In one of the first published pieces looking at the phenomenon a team of researchers from Italy reported that nearly nine in 10 patients discharged from a Rome hospital after recovering from Covid-19 were still experiencing at least one symptom 60 days after onset. Writing in the Journal of the American Medical Association (JAMA) they found that 13 per cent of the 143 people studied were completely free of any symptoms, while 32 per cent had one or two symptoms, and 55 per cent had three or more. Although none of the patients had signs or symptoms of acute illness, many still reported fatigue (53 per cent), breathlessness (43 per cent), joint pain (27 per cent), and chest pain (22 per cent). Some two fifths of patients reported a worsened quality of life.

NHS England says that some Covid-19 survivors are likely to have significant ongoing health problems, “including breathing difficulties, enduring tiredness, reduced muscle function, impaired ability to perform vital everyday tasks, and mental health problems such as post-traumatic stress disorder, anxiety, and depression.”

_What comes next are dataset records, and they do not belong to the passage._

PR #170, opened 2015-09-22
Issue 169 Rolling Window

bizcad:
See issue 169 for details. Fixes bug where RollingWindow[1] gets the wrong value when the Indicator is not ready.


mchandschuh:
Closed via #171

Issue #172, opened 2015-09-23
Setting DesktopResultHandler returns a ConsoleResultHandler


chrisdk2015:
On latest Mono/Ubuntu 14.04 here, the line 

Config.Set("result-handler", "QuantConnect.Lean.Engine.Results.DesktopResultHandler");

That there may be long term effects from infection with Sars-CoV-2 is not a surprise. According to Dr Frances Williams, Prof of Genomic Epidemiology at Kings College London, about 10 per cent of the 3.9 million people in Britain contributing to the Covid Symptom Study app have effects lasting more than four weeks. Chronic fatigue - classified as fatigue lasting more than six weeks - occurs in other illnesses, she notes. "Prolonged fatigue is well recognised after other viral infections such as the Epstein-Barr virus, which causes glandular fever. Post-viral fatigue was also seen in a quarter of those infected with the original Sars virus in Hong Kong in 2003."

So what might be causing post-Covid fatigue?

“Although we know that lasting fatigue can sometimes follow other viral infections, detailed mechanistic insight is, for the most part, lacking. An ongoing viral infection in lung, brain, fat or other tissue may be one mechanism. A prolonged and inappropriate immune response after the infection has been cleared might be another,” Williams posits. There may also be a pattern of immune system activation during the viral infection that is relevant to prolonged symptoms.

Indeed the possibility of prolonged illness from Covid-19 might soften the cough of those young people who are partying like the infection doesn’t exist.

But for the moment, a post-Covid syndrome remains a possibility rather than a probability.